> [SUPPLIED RECORDS]:
Issue #856, opened 2022-06-21
Improve handling of low disk watermark issues


jsoriano:
When starting a cluster with `elastic-package stack`, if the host where docker is running has little disk space available, Elasticsearch will fail to allocate shards and Kibana will fail to reach a healthy state.

The thresholds for this kind of issues to happen are the [_low and high disk watermarks_](https://www.elastic.co/guide/en/elasticsearch/reference/8.2/modules-cluster.html#disk-based-shard-allocation), they are 90% and 95% respectively by default.

Currently, `elastic-package` just waits till timeout for Kibana to reach a healthy state, and no helpful information is given to users when it finally fails, leading to issues like https://github.com/elastic/elastic-package/issues/838. When the command timeouts, this is the printed error now:
```
container for service "kibana" is unhealthy
Error: booting up the stack failed: running docker-compose failed: running command failed: running Docker Compose up command failed: exit status 1
```

This situation can be detected by checking the available disk space, or by checking Elasticsearch logs, looking for messages like `high disk watermark [95%] exceeded`.

The current workaround would be to free disk space in the docker host.

### Proposed actions

- Detect when the watermarks are exceeded during boot up (parsing logs or checking cluster state), and fail immediately, providing an error message about the availability of free space in the host.
- Modify healthcheck in elasticsearch service to fail if the status is `red`.
  - https://github.com/elastic/elastic-package/pull/1051 
  - https://github.com/elastic/elastic-package/pull/1052
- An alternative could be to disable these thresholds (` cluster.routing.allocation.disk.threshold_enabled: false`), and let Elasticsearch fail to start when there is no disk space. But this can be still misleading, specially in OSs where docker runs in a virtual machine.

efd6:
I am seeing this again.

PR #2435, opened 2025-02-27
Add garbage collection for docker images

jsoriano:
Related to https://github.com/elastic/elastic-package/issues/856.

If one is using elastic-package during enough time, Docker storage can end up full of docker images. Once the 90% threshold is reached, behavior can be unpredictable as described in https://github.com/elastic/elastic-package/issues/856.

This change introduces garbage collection for docker images that were downloaded by elastic-package. Implementation is based on two methods:
* `Track` is used to start tracking images, by recording their tags and last used times. It has to be called before pulling the images, it won't track images that are already pulled, to avoid GCing images not managed by elastic-package.
* `Run` runs the garbage collection, based on two parameters: `max_unused` can be used to remove images older than some time and `max_total_size` to trigger removals when the total size of images (from `docker system df`) goes beyond some threshold. Less recently used images are removed first.

Tracking of known images is persisted under `~/.elastic-package/cache/docker-images-gc.json`.

Garbage collection is disabled by default.

This can be configured from `~/.elastic-package/config.yml`, for example:
```
stack:
  gc:
    enabled: true
    max_unused: 336h # 2 weeks
    max_total_size: 60GB
```

### DIFF
--- a/internal/common/bytesize.go
+++ b/internal/common/bytesize.go
@@ -1,0 +1,168 @@
+// Copyright Elasticsearch B.V. and/or licensed to Elasticsearch B.V. under one
+// or more contributor license agreements. Licensed under the Elastic License;
+// you may not use this file except in compliance with the Elastic License.
+
+package common
+
+import (
+	"encoding/json"
+	"fmt"
+	"math"
+	"regexp"
+	"strconv"
+
+	"gopkg.in/yaml.v3"
+)
+
+// Common units for sizes in bytes.
+const (
+	Byte     = ByteSize(1)
+	KiloByte = 1024 * Byte
+	MegaByte = 1024 * KiloByte
+	GigaByte = 1024 * MegaByte
+)
+
+const (
+	byteString     = "B"
+	kiloByteString = "KB"
+	megaByteString = "MB"
+	gigaByteString = "GB"
+)
+
+// ByteSize represents the size of a file.
+type ByteSize uint64
+
+// Ensure FileSize implements these interfaces.
+var (
+	_ json.Marshaler   = new(ByteSize)
+	_ json.Unmarshaler = new(ByteSize)
+	_ yaml.Marshaler   = new(ByteSize)
+	_ yaml.Unmarshaler = new(ByteSize)
+)
+
+func parseFileSizeInt(s string) (uint64, error) {
+	// os.FileInfo reports size as int64, don't support bigger numbers.
+	maxBitSize := 63
+	return strconv.ParseUint(s, 10, maxBitSize)
+}
+
+// MarshalJSON implements the json.Marshaler interface for FileSize, it returns
+// the string representation in a format that can be unmarshaled back to an
+// equivalent value.
+func (s ByteSize) MarshalJSON() ([]byte, error) {
+	return []byte(`"` + s.String() + `"`), nil
+}
+
+// MarshalYAML implements the yaml.Marshaler interface for FileSize, it returns
+// the string representation in a format that can be unmarshaled back to an
+// equivalent value.
+func (s ByteSize) MarshalYAML() (interface{}, error) {
+	return s.String(), nil
+}
+
+// UnmarshalJSON implements the json.Unmarshaler interface for FileSize.
+func (s *ByteSize) UnmarshalJSON(d []byte) error {
+	// Support unquoted plain numbers.
+	bytes, err := parseFileSizeInt(string(d))
+	if err == nil {
+		*s = ByteSize(bytes)
+		return nil
+	}
+
+	var text string
+	err = json.Unmarshal(d, &text)
+	if err != nil {
+		return err
+	}
+
+	return s.unmarshalString(text)
+}
+
+// UnmarshalYAML implements the yaml.Unmarshaler interface for FileSize.
+func (s *ByteSize) UnmarshalYAML(value *yaml.Node) error {
+	// Support unquoted plain numbers.
+	bytes, err := parseFileSizeInt(value.Value)
+	if err == nil {
+		*s = ByteSize(bytes)
+		return nil
+	}
+
+	return s.unmarshalString(value.Value)
+}
+
+var bytesPattern = regexp.MustCompile(fmt.Sprintf(`^(\d+(\.\d+)?)(%s|%s|%s|%s|)$`, byteString, kiloByteString, megaByteString, gigaByteString))
+
+func (s *ByteSize) unmarshalString(text string) error {
+	match := bytesPattern.FindStringSubmatch(text)
+	if len(match) < 3 {
+		return fmt.Errorf("invalid format for size in bytes (%s)", text)
+	}
+
+	if match[2] == "" {
+		q, err := parseFileSizeInt(match[1])
+		if err != nil {
+			return fmt.Errorf("invalid format for size in bytes (%s): %w", text, err)
+		}
+
+		unit := match[3]
+		switch unit {
+		case gigaByteString:
+			*s = ByteSize(q) * GigaByte
+		case megaByteString:
+			*s = ByteSize(q) * MegaByte
+		case kiloByteString:
+			*s = ByteSize(q) * KiloByte
+		case byteString, "":
+			*s = ByteSize(q) * Byte
+		default:
+			return fmt.Errorf("invalid unit for filesize (%s): %s", text, unit)
+		}
+	} else {
+		q, err := strconv.ParseFloat(match[1], 64)
+		if err != nil {
+			return fmt.Errorf("invalid format for size in bytes (%s): %w", text, err)
+		}
+
+		unit := match[3]
+		switch unit {
+		case gigaByteString:
+			*s = approxFloat(q, GigaByte)
+		case megaByteString:
+			*s = approxFloat(q, MegaByte)
+		case kiloByteString:
+			*s = approxFloat(q, KiloByte)
+		case byteString, "":
+			*s = approxFloat(q, Byte)
+		default:
+			return fmt.Errorf("invalid unit for filesize (%s): %s", text, unit)
+		}
+	}
+
+	return nil
+}
+
+func approxFloat(n float64, unit ByteSize) ByteSize {
+	approx := n * float64(unit)
+	return ByteSize(math.Round(approx))
+}
+
+// String returns the string representation of the FileSize.
+func (s ByteSize) String() string {
+	format := func(q ByteSize, unit string) string {
+		return fmt.Sprintf("%d%s", q, unit)
+	}
+
+	if s >= GigaByte && (s%GigaByte == 0) {
+		return format(s/GigaByte, gigaByteString)
+	}
+
+	if s >= MegaByte && (s%MegaByte == 0) {
+		return format(s/MegaByte, megaByteString)
+	}
+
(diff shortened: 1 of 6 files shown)


internal/common/bytesize.go
```diff
@@ -0,0 +1,168 @@
...
+
+const (
+	byteString     = "B"
+	kiloByteString = "KB"
+	megaByteString = "MB"
+	gigaByteString = "GB"
+)
+
+// ByteSize represents the size of a file.
+type ByteSize uint64
```
jsoriano, line 33: Type mostly copied from https://github.com/elastic/package-spec/blob/964c4a69e024cc464c4808720ba0db9f001a82a7/code/go/internal/spectypes/filesize.go

internal/stack/compose.go
```diff
@@ -50,6 +51,34 @@ func (eb *envBuilder) build() []string {
 	return eb.vars
 }
 
+func runDockerImagesGC(ctx context.Context, project *compose.Project, opts compose.CommandOptions, appConfig *install.ApplicationConfiguration) error {
```
jsoriano, line 54: Added by now only to stack operations, it could be added too to agent and service deployers. It may be specially interesting in the service deployer.

internal/compose/compose.go
```diff
@@ -60,7 +61,23 @@ type Config struct {
 	Services map[string]service
 }
 
+// Images lists the images found in the configuration.
```
jsoriano, line 64: This only lists images found directly in the docker compose configuration, it won't find images found in Dockerfiles. Maybe we can think in other approaches to find the images to track. Ideas welcome.

internal/common/bytesize.go
```diff
@@ -0,0 +1,168 @@
...
+	// os.FileInfo reports size as int64, don't support bigger numbers.
+	maxBitSize := 63
+	return strconv.ParseUint(s, 10, maxBitSize)
+}
+
+// MarshalJSON implements the json.Marshaler interface for FileSize, it returns
+// the string representation in a format that can be unmarshaled back to an
+// equivalent value.
+func (s ByteSize) MarshalJSON() ([]byte, error) {
+	return []byte(`"` + s.String() + `"`), nil
```
efd6, line 53:
```suggestion
	return json.Marshal(s.String())
```
?

internal/common/bytesize.go
```diff
@@ -0,0 +1,168 @@
...
+	bytes, err := parseFileSizeInt(value.Value)
+	if err == nil {
+		*s = ByteSize(bytes)
+		return nil
+	}
+
+	return s.unmarshalString(value.Value)
+}
+
+var bytesPattern = regexp.MustCompile(fmt.Sprintf(`^(\d+(\.\d+)?)(%s|%s|%s|%s|)$`, byteString, kiloByteString, megaByteString, gigaByteString))
```
efd6, line 93:
```suggestion
var bytesPattern = regexp.MustCompile(`^(\d+(\.\d+)?)(` + byteString + `|` + kiloByteString + `|` + megaByteString + `|` + gigaByteString + `|)$`)
```
(compile-time string construction instead of init-time)

but for a more efficient pattern
```suggestion
var bytesPattern = regexp.MustCompile(`^(\d+(\.\d+)?)(B|[KMG]B|)$`)
```

internal/install/application_configuration.go
```diff
@@ -85,8 +88,15 @@ type configFile struct {
 	} `yaml:"profile"`
 }
 
+type dockerGCConfig struct {
+	Enabled      *bool            `yaml:"enabled"`
+	MaxTotalSize *common.ByteSize `yaml:"max_total_size"`
+	MaxUnused    *time.Duration   `yaml:"max_unused"`
+}
+
```
efd6, line 96:
```suggestion
```
(unused)

internal/docker/imagesgc.go
```diff
@@ -0,0 +1,275 @@
...
+type ImagesGC struct {
+	path   string
+	images []gcEntry
+	clock  func() time.Time
+	client imagesGCClient
+
+	ImagesGCConfig
+}
+
+type imagesGCClient interface {
```
efd6, line 53: Is there a reason this needs to be an interface?

internal/docker/imagesgc.go
```diff
@@ -0,0 +1,275 @@
...
+	gc.images = images
+	return nil
+}
+
+type localImagesGCClient struct {
+}
+
+func defaultImagesGCClient() *localImagesGCClient {
+	return &localImagesGCClient{}
+}
```
efd6, line 201:
```suggestion
func defaultImagesGCClient() localImagesGCClient {
	return localImagesGCClient{}
}
```
(we're not holding anything, so we don't need to put this on a pointer)

internal/docker/imagesgc.go
```diff
@@ -0,0 +1,275 @@
...
+
+func (c *localImagesGCClient) ListImages() ([]string, error) {
```
efd6, line 203:
```suggestion
func (localImagesGCClient) ListImages() ([]string, error) {
```

internal/docker/imagesgc.go
```diff
@@ -0,0 +1,275 @@
...
+		}
+		result = append(result, line.Repository+":"+line.Tag)
+	}
+
+	return result, nil
+}
+
+var removeConflictRegexp = regexp.MustCompile("container [^/s]+ is using its referenced image [^/s]+")
+
+func (c *localImagesGCClient) RemoveImage(image string) error {
```
efd6, line 232:
```suggestion
func (localImagesGCClient) RemoveImage(image string) error {
```

internal/docker/imagesgc.go
```diff
@@ -0,0 +1,275 @@
...
+		if removeConflictRegexp.MatchString(errMessage) {
+			return BusyImageErr
+		}
+		return fmt.Errorf("%w: %s", err, strings.TrimPrefix(errMessage, "Error response from daemon: "))
+	}
+
+	return nil
+}
+
+func (c *localImagesGCClient) TotalImagesSize() (common.ByteSize, error) {
```
efd6, line 249:
```suggestion
func (localImagesGCClient) TotalImagesSize() (common.ByteSize, error) {
```

internal/docker/imagesgc.go
```diff
@@ -0,0 +1,275 @@
...
+
+type localImagesGCClient struct {
+}
+
+func defaultImagesGCClient() *localImagesGCClient {
+	return &localImagesGCClient{}
+}
+
+func (c *localImagesGCClient) ListImages() ([]string, error) {
+	cmd := exec.Command("docker", "image", "list", "--format=json")
```
efd6, line 204: Recommend x/sys/execabs over os/exec.
```suggestion
	cmd := execabs.Command("docker", "image", "list", "--format=json")
```

internal/docker/imagesgc.go
```diff
@@ -0,0 +1,275 @@
...
+	errOutput := new(bytes.Buffer)
+	cmd.Stderr = errOutput
+
+	output, err := cmd.Output()
+	if err != nil {
+		return nil, fmt.Errorf("docker image list failed (stderr=%q): %w", errOutput.String(), err)
```
efd6, line 210:
```suggestion
		return nil, fmt.Errorf("docker image list failed (stderr=%q): %w", errOutput, err)
```

internal/docker/imagesgc.go
```diff
@@ -0,0 +1,275 @@
...
+			sizeOk = totalSize <= gc.MaxTotalSize
+		}
+		if !sizeOk || image.LastUsed.Before(maxUnused) {
+			if slices.Contains(present, image.ImageTag) {
+				err := gc.client.RemoveImage(image.ImageTag)
+				if errors.Is(err, BusyImageErr) {
+					continue
+				}
+				if err != nil {
+					gc.images = append(images, gc.images[i:]...)
```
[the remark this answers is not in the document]
jsoriano: This is done in case `gc` is used after `Run()` fails, so `gc.images` is updated with images that may have been removed.
`gc` is not reused now, but the idea is that it could be.

internal/stack/compose.go
mrodm: I've checked that running `elastic-package test system -v`  in the `mysql` package (integrations repo), it creates 36 docker images to test the service:
```shell
 $ elastic-package test system -v
...
 $ docker images |grep elastic-package-service |grep mysql  | wc -l 
36
 $ docker images |grep elastic-package-service
...
elastic-package-service-30135-mysql                      latest                   040dcd09ffba   58 minutes ago      1.34GB
elastic-package-service-13845-mysql_replica              latest                   9b7839234a41   About an hour ago   591MB
...
```

When trying with other packages using the new custom agents (e.g. oracle), `elastic-package` creates one `elastic-agent` docker image per each system test with different Dockerfile (hash of that file is part of the docker tag) [link](https://github.com/elastic/elastic-package/blob/d6915db28c9c0c87777e701dcfc91fef76702398/internal/agentdeployer/_static/docker-agent-base.yml.tmpl#L13).
```shell
 $ elastic-package test system -v --data-streams memory,performance
...
 $ docker images |grep elastic-package-test
elastic-package-test-elastic-agent                       8.17.3-1e83b6defffbb1d833d6235e1c502bad   ecbc1bc5d908   22 minutes ago   1.95GB
elastic-package-test-elastic-agent                       8.17.3-2459e61e8ebaf237cffe70dc5ad649cb   159f23420959   31 minutes ago   1.95GB
```


As most of them are built with the same base image, there could be a lot of shared layers. 

Removing all the previous docker images in my laptop (docker rmi), docker just untagged the docker images. Maybe does it need to clean the docker cache too ?

```
 $ docker images |grep elastic-package-service |grep mysql | awk '{print $3}' | xargs -I {} docker rmi {}
Untagged: elastic-package-service-40716-mysql:latest
Deleted: sha256:1fc900526a35aeb6563b6fc4a393fe88e2282b41ca95e603684bd3dc72264245
Untagged: elastic-package-service-47488-mysql:latest
Deleted: sha256:6625ce72c4b0b506cf0ad86e8b703b580d6d90707471aef59c39d2e62ab4fa82
Untagged: elastic-package-service-66823-mysql:latest
Deleted: sha256:973241860b7932f231dead77a048d8a433bd468ed1e93bb90c8e0815707cc5ee
Untagged: elastic-package-service-61615-mysql:latest
Deleted: sha256:0385a33fc301b9b417ac9db269386af710767ef7e6342cfcfccb61717857051a
...

 $ docker rmi elastic-package-test-elastic-agent:8.17.3-1e83b6defffbb1d833d6235e1c502bad 
Untagged: elastic-package-test-elastic-agent:8.17.3-1e83b6defffbb1d833d6235e1c502bad
Deleted: sha256:ecbc1bc5d908ca93d32d8af54ecc43dc067a8367abc400f2bcfc325aa37bb629

 $ docker rmi elastic-package-test-elastic-agent:8.17.3-2459e61e8ebaf237cffe70dc5ad649cb 
Untagged: elastic-package-test-elastic-agent:8.17.3-2459e61e8ebaf237cffe70dc5ad649cb
Deleted: sha256:159f234209595713fc882f7e6802c09a4b57381770610e2661defbf5dfe91618

```

internal/docker/imagesgc.go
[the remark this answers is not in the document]
efd6: YAGNI?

> [INSTRUCTIONS FOR THE TASK]:
Lines from the start of the records through the one containing "When starting a" are what should be retyped, exactly and in full, both ends included.

> [TASK RESULT]:
Issue #856, opened 2022-06-21
Improve handling of low disk watermark issues


jsoriano:
When starting a cluster with `elastic-package stack`, if the host where docker is running has little disk space available, Elasticsearch will fail to allocate shards and Kibana will fail to reach a healthy state.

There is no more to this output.